Depression is painful. It eats you up inside.

We're all on a journey. Sometimes we feel that we have "arrived." Millions of people live with chronic pain and all its daily repercussions. It takes a certain kind of courage to live this way and try to live a productive life. These people live with depression, pain, and isolation. I am attempting to explain how I allowed my life to descend into pain and pick up again and reclaim life.
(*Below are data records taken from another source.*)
PR #59, opened 2020-01-16
[PW-1730] OpenInvoice payment method support

cyattilakiss:
Invoicing and delivery address is parsed assuming the followings:
Address line 1 is labeled as "street name"
Address line 2 is labeled as "house number"


controllers/front/Payment.php
```diff
@@ -440,20 +482,65 @@ private function buildReturnURL($request)
...
+        $request = $this->customerBuilder->buildCustomerData($isOpenInvoice, $customer->email, $invoicingAddress->phone, $invoicingAddress->firstname, $invoicingAddress->lastname, $invoicingAddressCountryCode, $localeCode, $customer->id, $request);
+
+        if ($isOpenInvoice) {
+            $request = $this-> buildOpenInvoiceLines($paymentMethod, $cart, $request);
+        }
+
+        echo '<pre>';
+        var_dump($request);
+        echo '<pre>';
+        exit;
```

I share with you my story because in some way, there is a wide-range connection between all of us.

I was sad because I was invisible.
I was convinced that life is a constant series of disappointments.
I was sad because I was scared of everything.
I was sad because everything is an obstacle, and I cannot see it any other way.
I feel guilty because I have no 9-5 job to go to.
I walk with the constant pain of so much wasted potential, and the conviction that life and times were passing me by.
I was drowning in the past, and could not see anything of pleasure or success in the future.

Please copy and paste to your browser where I was:

http://www.youtube.com/watch?v=M8bIEOrTG3k

Eventually the darkness lifts and I return to my own special version of normal, forgetting for a time what it was like to spiral down until a Black Day, comes around again. Just when I feel that I'm making real progress in my life it happens again, and I can't remember or imagine ever feeling well. I decided that it might help to keep a written record of my "episodes," both to validate my experience in my own mind and perhaps offer patterns and clues that might help the next person. I thought that I would post these accounts; I’m thinking that releasing my experience into a blog-world might help dilute its power.

In all the stops and starts of life, one thing is certain: The choices we make along the way greatly affect the journey's outcome. And the most important choice we will ever make is about our relationship with God.